■ PROVIDED DATA ■
PR #3818, opened 2026-06-03
[build-tools] fix worker crash when xcpretty formatter throws on xcodebuild output

hSATAC:
# Why

EAS iOS build workers crash with an uncaught `RangeError: Invalid array length` when `@expo/xcpretty` formats certain compile errors ([TURTLE-V2-WORKER-1D4](https://expoio.sentry.io/issues/TURTLE-V2-WORKER-1D4), 160 events since Feb 2026). The error is thrown inside the `tail` stdout `data` handler, out of reach of the existing try/catch in `startBuildLogger`, so a log-formatting bug takes down the whole worker process and fails the user's build.

Fixes TURTLE-V2-WORKER-1D4

# How

- Bump `@expo/xcpretty` to 4.4.4 (yarn.lock only), which fixes the known crash — `fill()` now guards against negative widths.
- Wrap the formatter call in the `data` handler with a try/catch (in both copies of `XcodeBuildLogger`): fall back to logging the raw chunk, and report the first formatter failure per build to Sentry with the offending chunk, so future formatter bugs surface without crashing builds.

# Test Plan

Added unit tests for `XcodeBuildLogger` covering the formatted happy path, the raw-log fallback when the formatter throws, and Sentry capture deduplication. `yarn test` in `build-tools` passes (69 suites / 558 tests), plus `yarn typecheck` / `yarn lint` / `yarn fmt:check`.


packages/build-tools/src/steps/utils/ios/xcpretty.ts
```diff
@@ -60,9 +63,22 @@ export class XcodeBuildLogger {
...
-          this.logger.info(line);
+        try {
+          const lines = formatter.pipe(data.toString());
+          for (const line of lines) {
+            this.logger.info(line);
+          }
+        } catch (err: any) {
+          // The formatter can throw on unexpected xcodebuild output. Fall back to
+          // raw logs instead of crashing the process with an uncaught exception.
+          this.logger.debug({ err }, 'xcpretty formatter failed, falling back to raw logs');
```
sjchmiela: have you seen this debug being visible anywhere?

sjchmiela (approved):
while you're here may i ask you what's the dfiference between those two xcprettys? would it make sense to unify them?

packages/build-tools/src/steps/utils/ios/xcpretty.ts
hSATAC: You're right, and we already have Sentry here. Let me remove this debug log.

hSATAC:
> while you're here may i ask you what's the dfiference between those two xcprettys? would it make sense to unify them?

I don't really know. The lastest change was [2024](https://github.com/expo/eas-build/commits/90bafbfe63f8d431119ea196ee18fd777cbb1bb4/packages/build-tools/src/ios/xcpretty.ts), this file joined expo before I do 🤣 

My guess is someone decided to copy the whole file back then, let me see if we can unify it a bit.

sjchmiela:
> My guess is someone decided to copy the whole file back then, let me see if we can unify it a bit.

Yes! So the story is that when work towards function-based build process has started (custom builds) it was decided to copy _everything_ in order to _not accidentally break anything in the regular build process_. I think the theoretical plan may have been to move away from the regular build process to function-based build process soon, but it was never completed. I think it's probably ok for the yaml "functions" to be more like entrypoints to existing processes, rather than a completely separate world. Thank you for merging the files!!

■ THE TASK ■
Look through the material and find each line that includes "yarn", then copy it.

■ COMPLETED TASK ■
- Bump `@expo/xcpretty` to 4.4.4 (yarn.lock only), which fixes the known crash — `fill()` now guards against negative widths.
Added unit tests for `XcodeBuildLogger` covering the formatted happy path, the raw-log fallback when the formatter throws, and Sentry capture deduplication. `yarn test` in `build-tools` passes (69 suites / 558 tests), plus `yarn typecheck` / `yarn lint` / `yarn fmt:check`.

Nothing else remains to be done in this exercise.